> _Aim of the task_
Every line of the material below needs to be written out exactly, please.

> _Supplied data_
»»

PR #492, opened 2021-06-21
Adds ktlint to kotlin requirements in contributing.md

tarikeshaq:
~~I remember having to install ktlint to have the kotlin tests pass on my local environment~~ Looks like it just emits a message saying that that the files couldn't be formated, nevertheless, we should probably add it to our docs so adding that to the `contributing.md`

««

> _Expected answer_
PR #492, opened 2021-06-21
Adds ktlint to kotlin requirements in contributing.md

tarikeshaq:
~~I remember having to install ktlint to have the kotlin tests pass on my local environment~~ Looks like it just emits a message saying that that the files couldn't be formated, nevertheless, we should probably add it to our docs so adding that to the `contributing.md`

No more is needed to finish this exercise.